As of this morning, I am the proud new owner of a 20L gallon with a full hood cover! I also got the AquaClear 50...which is rated for 200gph. I'm excited! I will be changing the light bulb that it came with so that it works better for low light plants...I'm looking into the Life-Glo 20W since the Kelvin rating is right at 6,700K. This will be an on going process, but I'll be keeping all of you updated! *w3


----------



## WhiteGloveAquatics (Sep 3, 2009)

get the bulb at wal-mart, its tons cheaper. like 3 or 4 bucks is the cost.


----------



## Sweet Tee (Nov 24, 2009)

wow...yup, that's cheaper than the $14 ones in my catalog  What brand are those? I'll have to check it out. Thanks!


----------



## garfreak526 (Aug 15, 2009)

What are you going to put in it. Schooling fish might be good because you can put a lot in the tank and they will school and do other cool stuff


----------



## ladyonyx (Apr 20, 2009)

Congrats! New tanks are so exciting! Let us know what you want to stock the tank with


----------



## Oldman (May 25, 2009)

If you want a simple T-8 bulb in 6500K to 6700K range, they are made by lots of folks and all work about the same.
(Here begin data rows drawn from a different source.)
PR #6420, opened 2016-05-10
Replaced continue with a return.

### LINKED ISSUE #6416: PHP 7.0 Compatibility - Continue keyword
#### Current Behavior
- `'Error: 'continue' not in the 'loop' or 'switch' context in
  /var/www/www.dosomething.org/releases/20160510153234/lib/modules/dosomething/dosomething_reportback/dosomething_reportback.module, line 1212` error on deploy after upgrading to PHP 7.0. 
#### Desired Behavior
- There shouldn't be a PHP fatal error when running any code
#### Steps to Replicate
- It happens on deploy, but chances are it will happen whenever the reportback code is run.
#### Why This Matters
- We can't upgrade to PHP 7.0 until we fix all places where we use the `continue` keyword outside of a switch

https://jenkins-thor.dosomething.org/job/Deploy-Thor/405/console
https://github.com/DoSomething/phoenix/blob/dev/lib/modules/dosomething/dosomething_reportback/dosomething_reportback.module#L1212

angaither:
#### What's this PR do?

changes the `continue` inside of `dosomething_reportback_mark_reportback_as_excluded` to a  `return`

👀 

causing php upgrade to fail
#### Relevant tickets

Fixes #6416

### DIFF
--- a/lib/modules/dosomething/dosomething_reportback/dosomething_reportback.module
+++ b/lib/modules/dosomething/dosomething_reportback/dosomething_reportback.module
@@ -1209,10 +1209,10 @@ function dosomething_reportback_mark_reportback_as_excluded($fid) {
   $reportback = reportback_load($fid->rbid);
 
   if (empty($reportback)) {
-    continue;
+    return;
   }
 
-  // Get all reportback item files associated with reportback. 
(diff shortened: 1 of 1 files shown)


blisteringherb:
👍

PR #6424, opened 2016-05-10
Codename: Cyclops

DFurnes:
#### What's this PR do?

👀 - 1. Y'know it's a cyclops.
#### How should this be reviewed?

😉 
#### Any background context you want to provide?

🐻 🔪 
#### Relevant tickets

See the [Cyclops](https://github.com/DoSomething/phoenix/milestones/Cyclops%20) milestone.
#### Checklist
- [ ] Documentation added for new features/changed endpoints.

PR #6435, opened 2016-05-13
Let those kudos do their thing.

DFurnes:
#### What's this PR do?

It was looking for a URL parameter, rather than the ol' JSON data. This PR fixes that. 🐛 

Look at those changes. 👀 

We were also sending an `Accepts` header which like _isn't_ a thing. jQuery seems to automatically sends the correct `Accept` header so no need to try to override that here.
#### Relevant tickets

References a bug in #6424.
#### Checklist


angaither:
LOVELY 💩

PR #6452, opened 2016-05-17
Don't save unhashed password on profile form.

DFurnes:
#### What's this PR do?

Fixes a bug with the user profile form saving incorrect data to the user's account.
#### How should this be reviewed?

Does it only save the things we want it to?
#### Any background context you want to provide?

🍃 
#### Relevant tickets

Fixes #6444.
#### Checklist
- [ ] Documentation added for new features/changed endpoints.

PR #6453, opened 2016-05-17
Refactor save ID method to load user object via UID.

DFurnes:
#### What's this PR do?

Refactors the `dosomething_northstar_save_id_field` method to ask for a UID rather than user object, and then load that unmodified user account in order to save the updated Northstar ID to it.

This should still work the same way, but will no longer cause [warnings on undefined fields](https://cloud.githubusercontent.com/assets/583202/15331858/433a4814-1c31-11e6-9e6c-a1415951a90a.png).

References #6452.
#### Relevant tickets

🍃
#### Checklist


angaither:
👍

Issue #6444, opened 2016-05-16
Extra Perms on import


angaither:
#### Current Behavior
- imported users are getting treated extra special
#### Steps to Replicate
- how can you make it happen every time?
#### Why This Matters
- everyone should be authenticated, but nothing more
#### Relevant Screenshots + Links

[check this doc for patterns](https://docs.google.com/spreadsheets/d/1RkGdi17BS-iBEU9IFZK6a-T86Dg-JZtYmFIrgAfnG_U/edit#gid=0)

PR #6455, opened 2016-05-17
Move the randomly created `name` field to registration form only

### LINKED ISSUE #2753: User username not always saved as UID

angaither:
#### What's this PR do?

move the random string name thing to user registration only, since this resets the user name to a random string any time a user updates their profile

👀 

noticed this while debugging #6444 
#### Relevant tickets

Fixes #2753


DFurnes:
👍

PR #6462, opened 2016-05-18
Oh behave, API.

### LINKED ISSUE #6450: Able to create duplicate mobile users via API.
#### Current Behavior

Requests to the `api/v1/users` endpoint will allow you to create duplicate records for the mobile field.
#### Desired Behavior

It should not let you do this.
#### Steps to Replicate
1. Make an API request to the `api/v1/users` endpoint.
2. Then, do it again with the same mobile.
3. Repeat as many times as desired.
4. React in horror to the disaster you have wrought! 😨 ☎️ 
#### Why This Matters

We don't want dupes. Dupes are bad.

👮

DFurnes:
#### What's this PR do?

This fixes some bugs with the `POST api/v1/users` endpoint:
1. We previously didn't have any validation to prevent creating duplicate mobile users via the API.
2. We also didn't previously "clean" mobile numbers to strip out non-numeric characters like we do from the web registration form.

Try hitting those endpoints. You should no longer be able to do the aforementioned bad things.

It'd be great if we could share the same business/validation logic anywhere we create a user. I'm not sure if there's any idiomatic way of doing that in Drupal, or if it's worth taking the risk of refactoring things too much though.
#### Relevant tickets

Fixes #6450.
#### Checklist

### DIFF
--- a/lib/modules/dosomething/dosomething_api/resources/member_resource.inc
+++ b/lib/modules/dosomething/dosomething_api/resources/member_resource.inc
@@ -174,7 +174,7 @@ function _member_resource_create($account) {
     'first_name' => $account['first_name'],
     'country' => dosomething_settings_get_affiliate_country_code(),
     'last_name' => !empty($account['last_name']) ? $account['last_name'] : NULL,
-    'mobile' => !empty($account['mobile']) ? $account['mobile'] : NULL,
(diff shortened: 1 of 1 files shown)


angaither:
we need some setters! 

👍

DFurnes:
Yeah, that'd be great. Merging, but we should continue thinking about this. 💧

sheyd:
lmg4y_f-thumbnail-100-0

A 20watt sounds like a T-12, not a T-8, but they use the same pin spacing and the T-8 is a little more energy efficient.


----------



## flyin-lowe (Oct 3, 2009)

I bought a two pack of T-8 (6500K) at Lowes for $7.00.


----------



## WhiteGloveAquatics (Sep 3, 2009)

yep the two packs, I use t-12's at 4 bucks per pair 6500K bulbs.

I just use regular GE


----------



## aspects (Feb 22, 2009)

awesome. i also have a couple of 20L with ac50 filters. great choice. gotta love 10x turnover.


----------



## Sweet Tee (Nov 24, 2009)

Hey guys! Sorry it took me a while to get back on here...I've been out of town. My light fixture has a T8 in it, so I'll look around the hardware stores for something  As far as fish go...I love Cardinal Tetras, cory cats, dwarf gouramis, and platies. I'll probably get 5 cardinals and maybe 4 cory cats. As far as the gouramis, how many do you think I can place in a 20L tank???I LOVE their body shape and coloring!


----------